● Information supplied:
■ ■ ■ ■

PR #1683, opened 2026-01-25
Bug: Agent Healthcheck failed for non root docker

### LINKED ISSUE #1455: [Bug]: beszel-agent /agent health: stat /tmp/beszel_health: no such file or directory
### Component

Agent

### Description

The health command of the beszel-agent reports always unhealthy since the version 0.16.1.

■ ■ ■ ■

● Work item: The full set of records must be output again exactly.

● Finished exercise:
PR #1683, opened 2026-01-25
Bug: Agent Healthcheck failed for non root docker

### LINKED ISSUE #1455: [Bug]: beszel-agent /agent health: stat /tmp/beszel_health: no such file or directory
### Component

Agent

### Description

The health command of the beszel-agent reports always unhealthy since the version 0.16.1.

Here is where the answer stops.